Exercise. Which lines below mention "MyMessage"? Pick each one out.

Stored data entries:

PR #2109, opened 2020-08-11
Fix retrieval of bodies larger than the large object heap but below the maximum body size to store

danielmarbach:
Fixes regression introduced in https://github.com/Particular/ServiceControl/pull/1843

```
            private static readonly byte[] body = Encoding.UTF8.GetBytes($@"<?xml version=""1.0""?>
<MyMessage xmlns:xsi=""http://www.w3.org/2001/XMLSchema-instance"" xmlns:xsd=""http://www.w3.org/2001/XMLSchema""
            xmlns=""http://tempuri.net/"">
   <MyProperty>{new string('a', 87 * 1024)}</MyProperty>
</MyMessage>");
```

## Before

image

## After

image


WilliamBZA:
`When_processed_message_is_imported.Should_be_accessible_via_the_rest_api` is failing now

danielmarbach:
@WilliamBZA just pushed a fix

PR #2114, opened 2020-08-13
Interleave bulk inserts if possible

danielmarbach:


danielmarbach:
Not worth the complexity yet

image

vs

image

PR #2139, opened 2020-09-03
Make archive group operation idempotent

### LINKED ISSUE #2138: Race condition could result in exception during ArchiveAllInGroup
Requires a certain set of timings:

Solution to the problem.
<MyMessage xmlns:xsi=""http://www.w3.org/2001/XMLSchema-instance"" xmlns:xsd=""http://www.w3.org/2001/XMLSchema""
</MyMessage>");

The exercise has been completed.